Detailed information of the current weather can be obtained easily with a few lines in your .conkyrc: just query http://weather.noaa.gov/pub/data/observations/metar/stations/EDDT for one of the keywords 'last_update', 'temperature', 'humidity', 'pressure', 'wind_speed', 'wind_dir', 'cloud_cover'.

For example:

Temperature: ${alignr}${weather <http://weather.noaa.gov/pub/data/observations/metar/stations/EDDT> temperature}°C

A working .conkyrc implementing this query can be found in the Archlinux forum.

However, I get a pretty accurate idea of the current weather conditions by opening the window. What I really want is a forecast for the next days. I finally settled for an implementation querying Yahoo. I've slightly modified the original version and use it as a stand-alone conky-weather widget:

Desktop

Also note the panel with all those application icons waiting to be clickedy-clicked on the left. ¡Viva la Revolución!

Crispy

Many people complain about the font rendering in Linux distributions, and rightly so. I've never really suffered much from this problem as my visual acuity is not that perfect. 8)

Well, I was nevertheless curious and just installed the infinality bundle, a collection of freetype patches aimed to improve font rendering under Linux. The improvement is obvious even to me, and since installation is straightforward for all major distributions (Arch, Debian, Fedora, openSUSE), I'd suggest that you try it yourself.

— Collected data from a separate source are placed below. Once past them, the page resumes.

PR #700, opened 2018-05-09
doc(api) document new PUT for services, routes & consumers

kikito:
`next` includes new PUT methods.

SSL certificates have their own PR where they have other changes besides PUT.

### DIFF
--- a/app/docs/0.13.x/admin-api.md
+++ b/app/docs/0.13.x/admin-api.md
@@ -425,6 +425,42 @@ HTTP 200 OK
 
 ---
 
+### Update Or create Service
+
+#### Endpoint
+
+<div class="endpoint put">/services/{name or id}</div>
+
+Attributes | Description
+---:| ---
+`name or id`<br>**required** | The `id` **or** the `name` attribute of the Service to update.
+
+#### Request Body
+
+{{ page.service_body }}
+
+Inserts (or replaces) the Service under the requested resource with the definition
+specified in the body. The Service will be identified via the `name or id` attribute.
+
+When the `name or id` attribute has the structure of an UUID, the Service being inserted/replaced
+will be identified by its `id`. Otherwise it will be identified by its `name`.
+
+When creating a new Service, if an `id` is not specified (neither in the URL or the body) then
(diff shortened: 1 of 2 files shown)


app/docs/0.13.x/admin-api.md
```diff
@@ -425,6 +425,35 @@ HTTP 200 OK
...
+#### Response
+
+```
+HTTP 201 Created or HTTP 200 OK
+```
+
+See POST and PATCH responses.
+
+---
+
```
thibaultcha: As usual, those new endpoints need to be added to the YAML definition of the sidebar links at https://github.com/Kong/getkong.org/blob/master/app/_data/docs_nav_0.13.x.yml

app/docs/0.13.x/admin-api.md
```diff
@@ -425,6 +425,35 @@ HTTP 200 OK
...
+`name or id`<br>**required** | The `id` **or** the `name` attribute of the Service to update.
+
+#### Request Body
+
+{{ page.service_body }}
+
+If a Service with the given name or id exists, the request updates it with the payload.
+If it doesn't exist, a new one will be created using the payload and the given id or name.
+
+Notice that passing a name on the url and a different name on the payload is not allowed.
```
thibaultcha: I don't think the phrasing is the proper verbiage to use with `PUT`. The description should hint a firmer logic and hint the PUT specifications. Maybe something along the lines of:
```
Inserts (or replaces) the Service under the requested resource with the definition
specified in the body.

A Service is identified by its `id` or `name`, and either of these can be specified as
the resource identifier in the endpoint.
```

Can you confirm that if I do not specify an `id` (neither in the URL nor in the body), one will be generated?

Also, no explanation is given about when the resource identifier will be interpreted as `id`, vs as `name`.

Additionally, adding a body example could help clarifying a few things, such as whether or not the `name` or `id` fields should be present in the payload as well as the body or not (likely not, but an example will make things clearer).

thibaultcha:
This should be opened against a `release/0.13.2` branch based off master I believe.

Here's an easy-to-reproduce screenshot with an active infinality fontconfig. The small fonts used in this screenshot are indeed rendered more accurately when compared to the standard configuration. As a matter of fact, I can read them with less strain and even from a greater distance than before.

Infinality

The higher the resolution of the display, the more obvious is the improvement. On the Mini with its 133 dpi, letters look essentially like printed. For even higher resolutions, subpixel-hinting and eventually antialiasing itself gradually lose their impact, but from what I've read you'd need at least 300 dpi to arrive at the point to render these techniques obsolete.